Academic performance, as assessed during the SPEA School Performance Review conducted 4–7 March 2024, presents a divided picture. Achievement is rated Good across Islamic Education, Arabic as a First Language, Arabic as an Additional Language, and Social Studies in all phases — a genuine strength rooted in the school's cultural and religious ethos. However, attainment and progress in English, Mathematics, and Science are rated Acceptable across all three phases, meaning students are meeting only the minimum required standard in the UAE's core academic subjects. Inspectors noted that higher-attaining students are insufficiently challenged, extended writing is underdeveloped across Phases 2 and 3, and mathematical vocabulary remains limited school-wide. These findings are consistent across both the 2022–23 and 2023–24 review cycles, indicating that improvement in core British curriculum subjects has stalled.

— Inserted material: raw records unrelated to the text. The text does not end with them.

PR #327, opened 2021-05-21
Add formatted length tag for player-mpris-tail

dzshn:
Small addition I thought it'd be nice to have
adds another format tag for length that shows proper m:ss / h:mm:ss time format, instead of microseconds

Awesome script, by the way! I had made one myself earlier but ended up switching to this one, it's way faster


x70b1:
@Cybolic did a great job there. :sunglasses: 
Maybe he has some thoughts on this PR.

dzshn:
oops, I'm not much familiar with more advanced git workflow, is that an issue? I intended just a small change for it to use an hyphen instead of an underline as "icon-reverse" was like so..
I guess this PR could be closed and redone later when there's a response from him if necessary

x70b1:
Everything is fine :) We can keep it open. 
If there is a response we can work on it.

Cybolic:
I haven't tested this PR, but it looks okay to me :)
It's infinitely more useful than the current time format, so good job @dzshn!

Context matters here. The school underwent a period of significant instability: a newly appointed principal departed in February 2023, leaving no substantive leadership for an extended period, and the school recorded a 53% teacher turnover rate — a figure inspectors identified as directly linked to the decline in Phase 3 outcomes. The appointment of Principal Aisha Ansari and new experienced staff, including a counsellor and inclusion manager, is acknowledged by inspectors as providing genuine capacity for improvement, but that improvement is not yet reflected in student outcomes data.

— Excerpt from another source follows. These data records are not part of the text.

PR #328, opened 2021-05-21
Fixed shebang for updates-pacman-aurhelper

druskus20:
The shebang in _updates-pacman-aurhelper_ is incorrect as it assumes that the user has sh symlinked to bash. That is the case by default in arch, but its still not a safe assumption.

Specifically, the line that is using a bash'ism is the following:
```sh
updates=$(("$updates_arch" + "$updates_aur"))
```

### DIFF
--- a/polybar-scripts/updates-pacman-aurhelper/updates-pacman-aurhelper.sh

External benchmarking is conducted via GL assessments, CAT4, TIMSS, PIRLS, IBT, and Cambridge International Checkpoint — a reasonably broad suite of tools. However, inspectors flagged a recurring disconnect between the school's internal assessment data, which frequently shows Good or Very Good attainment, and what was observed in lessons and student work, where outcomes consistently aligned with Acceptable. This gap in self-evaluation accuracy is itself an area for improvement. No GCSE, IGCSE, or A-Level results are available, as the school does not yet offer these qualifications. University destination data is similarly absent. Among British curriculum schools in Sharjah, which number 105 — the largest single curriculum group in the city, Al Mawahib's Acceptable rating places it in the lower tier: 29 British curriculum schools are rated Good, 24 Very Good, and 18 Outstanding, meaning the majority of comparable schools are performing at a higher level.

Technology integration is a relative bright spot: students engage with JavaScript by Year 8, TUX Paint in Year 4, and hands-on robotics in Year 3 — a progressive computing sequence that inspectors noted positively. The school's SEN and Inclusion provision exists structurally, with an inclusion manager now in post, but inspectors specifically flagged the early identification and support of SEN students as requiring urgent improvement. A Quran Memorisation programme offering tuition fee discounts of up to 15% for students who memorise portions of the Holy Quran is a distinctive feature with no direct equivalent among most British curriculum peers. The student-to-teacher ratio of 1:10 compares favourably to the Sharjah city average of 13.6 students per teacher, suggesting smaller class sizes that should, in principle, support more personalised learning — though inspectors noted that differentiated teaching strategies remain inconsistent.